- [WHAT YOU HAVE TO DO]
From the first line to the last, reproduce the records exactly.

= = = =

PR #521, opened 2025-06-15
LLVM Support for x86_64 Linux Builds

jcalvinowens:
This PR contains eight small patches which allow Memtest86+ to be built with clang and lld. Everything works, as far as I can tell.

### DIFF
--- a/app/main.c
+++ b/app/main.c
@@ -153,6 +153,7 @@ uintptr_t   test_addr[MAX_CPUS];
 static void run_at(uintptr_t addr, int my_cpu)
 {
     uintptr_t *new_start_addr = (uintptr_t *)(addr + startup - _start);
+    void (*fn)(void) = (void (*)())new_start_addr;
 
     if (my_cpu == 0) {
         // Copy the program code and all data except the stacks.
@@ -171,7 +172,7 @@ static void run_at(uintptr_t addr, int my_cpu)
     __asm__ __volatile__("movl %0, %%edi" : : "r" (new_start_addr));
 #endif
 
-    goto *new_start_addr;
+    fn();
 }
 
 static bool set_load_addr(uintptr_t *load_addr, size_t program_size, uintptr_t lower_limit, uintptr_t upper_limit)
--- a/build/x86_64/Makefile
+++ b/build/x86_64/Makefile
@@ -1,8 +1,8 @@
-AS = as -64
-CC = gcc
-OBJCOPY = objcopy
+AS ?= as -64
+CC ?= cc
+OBJCOPY ?= objcopy
 
-GIT = git
+GIT ?= git
 
 ifeq ($(GIT),none)
   GIT_AVAILABLE = false
--- a/build/x86_64/Makefile
+++ b/build/x86_64/Makefile
@@ -172,7 +172,7 @@ FORCE:
 # then link it dynamically so I have full relocation information.
 
 memtest_shared: $(OBJS) $(MS_LDS) Makefile
-	$(LD) --warn-constructors --warn-common -static -T $(MS_LDS) -o $@ $(OBJS) && \
+	$(LD) --warn-common -static -T $(MS_LDS) -o $@ $(OBJS) && \
 	$(LD) -shared -Bsymbolic -T $(MS_LDS) -o $@ $(OBJS)
 
 memtest_shared.bin: memtest_shared
--- a/build/x86_64/Makefile
+++ b/build/x86_64/Makefile
@@ -25,6 +25,11 @@ else
   MS_LDS=ldscripts/memtest_shared.lds
 endif
 
+CCVER := $(shell $(CC) --version)
+ifneq (,$(findstring clang,$(CCVER)))
+  ASMEXTRAFLAGS=-mllvm -asm-macro-max-nesting-depth=64
+endif
+
 INC_DIRS = -I../../boot -I../../system -I../../system/imc -I../../system/x86 -I../../lib -I../../tests -I../../app -Iapp
 
 SYS_OBJS = system/acpi.o \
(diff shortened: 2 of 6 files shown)


debrouxl:
Thanks for this PR. See also #405 :)

* I think that the change in patch 1 should be generalized to the other Makefiles, if not necessarily for the benefit of clang / lld;
* if you've tried the variant of patch 2 in #405 and checked that it doesn't work, then we can proceed with your version... but for the sake of compiler correctness, they'd better be equivalent ?!
* patch 3 is the obvious workaround, but LLVM/Clang generating code which calls into `memcpy()` and `memset()` instead of inline, open-coded and optimized copy / set code remains a disgrace. As I mentioned in #405 , it's not the first time a code base I'm working on relies on GCC's good implementation of `__builtin_memcpy()` / `__builtin_memset()`, and there are certainly other ones; the proper fix belongs to LLVM/Clang :)
* patch 4 is also the obvious workaround, but I think we shouldn't use custom toolchain flags when it's reasonably easy to work around the recursion limit like I did in #405 , with the added benefit of the flags parameter;
* for patch 6, although you're pointing that the flag might not be doing anything, I'd still prefer the little dance to keep it with GNU ld or compatible, if that doesn't make the Makefiles too ugly ;)
* ACK for patches 5, 7 and certainly also for patch 8, as being explicit in requesting a section we need to be exported does not hurt... though it looks like a workaround for another toolchain bug, be it `ld` not dropping that section while it should or `lld` dropping it while it shouldn't ?

jcalvinowens:
Thanks for taking a look.

> I think that the change in patch 1 should be generalized to the other Makefiles, if not necessarily for the benefit of clang / lld

Agreed, I can do that. The original reason I was poking at this at all was to be able to cross-build it in Yocto.

> if you've tried the variant of patch 2 in
https://github.com/memtest86plus/memtest86plus/pull/405 and checked that it doesn't work, then we can proceed with your version... but for the sake of compiler correctness, they'd better be equivalent ?!

Oh, I actually think yours is cleaner without the temporary.
I haven't actually checked: ostensibly it's a `call` instruction now, and a pointless turd is being dumped on the stack. I guess it doesn't matter much, but I meant to try and make `asm goto` work and haven't had a chance yet.

> patch 3 is the obvious workaround, but LLVM/Clang generating code which calls into memcpy() and memset() instead of inline, open-coded and optimized copy / set code remains a disgrace. As I mentioned in
https://github.com/memtest86plus/memtest86plus/pull/405 , it's not the first time a code base I'm working on relies on GCC's good implementation of __builtin_memcpy() / __builtin_memset(), and there are certainly other ones; the proper fix belongs to LLVM/Clang :)

Language layering is not my strong suit, so I'm certainly not the one to take that argument to them :)

I didn't try very hard, let me see if I can find a way to make it inline them. 

> patch 4 is also the obvious workaround, but I think we shouldn't use custom toolchain flags when it's reasonably easy to work around the recursion limit like I did in
https://github.com/memtest86plus/memtest86plus/pull/405 , with the added benefit of the flags parameter;

That's fine with me, mind if I just include that with your authorship when I refresh the PR?

> for patch 6, although you're pointing that the flag might not be doing anything, I'd still prefer the little dance to keep it with GNU ld or compatible, if that doesn't make the Makefiles too ugly ;)

Will do.

> ACK for patches 5, 7 and certainly also for patch 8, as being explicit in requesting a section we need to be exported does not hurt... though it looks like a workaround for another toolchain bug, be it ld not dropping that section while it should or lld dropping it while it shouldn't ?

I agree, I want to dig into exactly why it does that.

debrouxl:
> Language layering is not my strong suit, so I'm certainly not the one to take that argument to them :)
> I didn't try very hard, let me see if I can find a way to make it inline them.

In #405 , I tried fairly hard, but `__builtin_mem{cpy,set}(_inline)?()` didn't do the job last year. It's the reason why that PR remains a draft.

> That's fine with me, mind if I just include that with your authorship when I refresh the PR?

Sure, though unless it's in the commit message, the authorship will disappear when the PR is squashed as part of the integration anyway.

x86fr:
@debrouxl What are ur thoughts on this PR in its current state? Can we merge it as-is for a first step? Except for maybe the reordered sections, It looks safe to me.

debrouxl:
In its current state, this PR tries to special-case support for Clang where it's simple enough not to do so while gaining functionality, as I did in #405 . However, the `?=` changes in the Makefile are good (and they need to be expanded to other Makefiles, probably like the changes to ldscripts). I'm going to build a mix of #405 and a reduced version of this.

debrouxl:
I think that #405 can now be merged as a first step, see https://github.com/memtest86plus/memtest86plus/pull/405#issuecomment-3369295167 . This PR should remain open for the last step, though: the ability to build with lld when we have tested the section motion which avoids a `ld.lld: error: section: .got is not contiguous with other relro sections` error more widely.
memtest86+ is a special-purpose OS with limited hardware support and no way to enter arbitrary user input, and it keeps relro sections throughout the program's lifetime, so we're unlikely to care about these relro sections being contiguous. However, if some toolchains mandate that while not disturbing our program's operation, why not.

debrouxl:
All but one set of changes have been integrated as part of #405 , see the discussion there. This one can remain open for the last bit of sections reordering... unless either lld lifts that limitation, or that the got tables can be non- contiguous is shown to be a ld deficiency ?

jcalvinowens:
Thanks @debrouxl for getting this over the finish line, I should have some time to go over that and refresh this with the remaining changes in the next week or two.

I agree with you, the relro thing is a bit silly given the bare metal nature of this code, I can ask about it upstream. It was a while ago, but I think `-Wl,-z,norelro` also "fixed" the problem. I'll check.

x86fr:
Thank you for your efforts leading to #405 ! Seems we can close this one now.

= = = =

- [SOLUTION FOR THIS TASK]
PR #521, opened 2025-06-15
LLVM Support for x86_64 Linux Builds

jcalvinowens:
This PR contains eight small patches which allow Memtest86+ to be built with clang and lld. Everything works, as far as I can tell.

### DIFF
--- a/app/main.c
+++ b/app/main.c
@@ -153,6 +153,7 @@ uintptr_t   test_addr[MAX_CPUS];
 static void run_at(uintptr_t addr, int my_cpu)
 {
     uintptr_t *new_start_addr = (uintptr_t *)(addr + startup - _start);
+    void (*fn)(void) = (void (*)())new_start_addr;
 
     if (my_cpu == 0) {
         // Copy the program code and all data except the stacks.
@@ -171,7 +172,7 @@ static void run_at(uintptr_t addr, int my_cpu)
     __asm__ __volatile__("movl %0, %%edi" : : "r" (new_start_addr));
 #endif
 
-    goto *new_start_addr;
+    fn();
 }
 
 static bool set_load_addr(uintptr_t *load_addr, size_t program_size, uintptr_t lower_limit, uintptr_t upper_limit)
--- a/build/x86_64/Makefile
+++ b/build/x86_64/Makefile
@@ -1,8 +1,8 @@
-AS = as -64
-CC = gcc
-OBJCOPY = objcopy
+AS ?= as -64
+CC ?= cc
+OBJCOPY ?= objcopy
 
-GIT = git
+GIT ?= git
 
 ifeq ($(GIT),none)
   GIT_AVAILABLE = false
--- a/build/x86_64/Makefile
+++ b/build/x86_64/Makefile
@@ -172,7 +172,7 @@ FORCE:
 # then link it dynamically so I have full relocation information.
 
 memtest_shared: $(OBJS) $(MS_LDS) Makefile
-	$(LD) --warn-constructors --warn-common -static -T $(MS_LDS) -o $@ $(OBJS) && \
+	$(LD) --warn-common -static -T $(MS_LDS) -o $@ $(OBJS) && \
 	$(LD) -shared -Bsymbolic -T $(MS_LDS) -o $@ $(OBJS)
 
 memtest_shared.bin: memtest_shared
--- a/build/x86_64/Makefile
+++ b/build/x86_64/Makefile
@@ -25,6 +25,11 @@ else
   MS_LDS=ldscripts/memtest_shared.lds
 endif
 
+CCVER := $(shell $(CC) --version)
+ifneq (,$(findstring clang,$(CCVER)))
+  ASMEXTRAFLAGS=-mllvm -asm-macro-max-nesting-depth=64
+endif
+
 INC_DIRS = -I../../boot -I../../system -I../../system/imc -I../../system/x86 -I../../lib -I../../tests -I../../app -Iapp
 
 SYS_OBJS = system/acpi.o \
(diff shortened: 2 of 6 files shown)


debrouxl:
Thanks for this PR. See also #405 :)

* I think that the change in patch 1 should be generalized to the other Makefiles, if not necessarily for the benefit of clang / lld;
* if you've tried the variant of patch 2 in #405 and checked that it doesn't work, then we can proceed with your version... but for the sake of compiler correctness, they'd better be equivalent ?!
* patch 3 is the obvious workaround, but LLVM/Clang generating code which calls into `memcpy()` and `memset()` instead of inline, open-coded and optimized copy / set code remains a disgrace. As I mentioned in #405 , it's not the first time a code base I'm working on relies on GCC's good implementation of `__builtin_memcpy()` / `__builtin_memset()`, and there are certainly other ones; the proper fix belongs to LLVM/Clang :)
* patch 4 is also the obvious workaround, but I think we shouldn't use custom toolchain flags when it's reasonably easy to work around the recursion limit like I did in #405 , with the added benefit of the flags parameter;
* for patch 6, although you're pointing that the flag might not be doing anything, I'd still prefer the little dance to keep it with GNU ld or compatible, if that doesn't make the Makefiles too ugly ;)
* ACK for patches 5, 7 and certainly also for patch 8, as being explicit in requesting a section we need to be exported does not hurt... though it looks like a workaround for another toolchain bug, be it `ld` not dropping that section while it should or `lld` dropping it while it shouldn't ?

jcalvinowens:
Thanks for taking a look.

> I think that the change in patch 1 should be generalized to the other Makefiles, if not necessarily for the benefit of clang / lld

Agreed, I can do that. The original reason I was poking at this at all was to be able to cross-build it in Yocto.

> if you've tried the variant of patch 2 in
https://github.com/memtest86plus/memtest86plus/pull/405 and checked that it doesn't work, then we can proceed with your version... but for the sake of compiler correctness, they'd better be equivalent ?!

Oh, I actually think yours is cleaner without the temporary.
I haven't actually checked: ostensibly it's a `call` instruction now, and a pointless turd is being dumped on the stack. I guess it doesn't matter much, but I meant to try and make `asm goto` work and haven't had a chance yet.

> patch 3 is the obvious workaround, but LLVM/Clang generating code which calls into memcpy() and memset() instead of inline, open-coded and optimized copy / set code remains a disgrace. As I mentioned in
https://github.com/memtest86plus/memtest86plus/pull/405 , it's not the first time a code base I'm working on relies on GCC's good implementation of __builtin_memcpy() / __builtin_memset(), and there are certainly other ones; the proper fix belongs to LLVM/Clang :)

Language layering is not my strong suit, so I'm certainly not the one to take that argument to them :)

I didn't try very hard, let me see if I can find a way to make it inline them. 

> patch 4 is also the obvious workaround, but I think we shouldn't use custom toolchain flags when it's reasonably easy to work around the recursion limit like I did in
https://github.com/memtest86plus/memtest86plus/pull/405 , with the added benefit of the flags parameter;

That's fine with me, mind if I just include that with your authorship when I refresh the PR?

> for patch 6, although you're pointing that the flag might not be doing anything, I'd still prefer the little dance to keep it with GNU ld or compatible, if that doesn't make the Makefiles too ugly ;)

Will do.

> ACK for patches 5, 7 and certainly also for patch 8, as being explicit in requesting a section we need to be exported does not hurt... though it looks like a workaround for another toolchain bug, be it ld not dropping that section while it should or lld dropping it while it shouldn't ?

I agree, I want to dig into exactly why it does that.

debrouxl:
> Language layering is not my strong suit, so I'm certainly not the one to take that argument to them :)
> I didn't try very hard, let me see if I can find a way to make it inline them.

In #405 , I tried fairly hard, but `__builtin_mem{cpy,set}(_inline)?()` didn't do the job last year. It's the reason why that PR remains a draft.

> That's fine with me, mind if I just include that with your authorship when I refresh the PR?

Sure, though unless it's in the commit message, the authorship will disappear when the PR is squashed as part of the integration anyway.

x86fr:
@debrouxl What are ur thoughts on this PR in its current state? Can we merge it as-is for a first step? Except for maybe the reordered sections, It looks safe to me.

debrouxl:
In its current state, this PR tries to special-case support for Clang where it's simple enough not to do so while gaining functionality, as I did in #405 . However, the `?=` changes in the Makefile are good (and they need to be expanded to other Makefiles, probably like the changes to ldscripts). I'm going to build a mix of #405 and a reduced version of this.

debrouxl:
I think that #405 can now be merged as a first step, see https://github.com/memtest86plus/memtest86plus/pull/405#issuecomment-3369295167 . This PR should remain open for the last step, though: the ability to build with lld when we have tested the section motion which avoids a `ld.lld: error: section: .got is not contiguous with other relro sections` error more widely.
memtest86+ is a special-purpose OS with limited hardware support and no way to enter arbitrary user input, and it keeps relro sections throughout the program's lifetime, so we're unlikely to care about these relro sections being contiguous. However, if some toolchains mandate that while not disturbing our program's operation, why not.

debrouxl:
All but one set of changes have been integrated as part of #405 , see the discussion there. This one can remain open for the last bit of sections reordering... unless either lld lifts that limitation, or that the got tables can be non- contiguous is shown to be a ld deficiency ?

jcalvinowens:
Thanks @debrouxl for getting this over the finish line, I should have some time to go over that and refresh this with the remaining changes in the next week or two.

I agree with you, the relro thing is a bit silly given the bare metal nature of this code, I can ask about it upstream. It was a while ago, but I think `-Wl,-z,norelro` also "fixed" the problem. I'll check.

x86fr:
Thank you for your efforts leading to #405 ! Seems we can close this one now.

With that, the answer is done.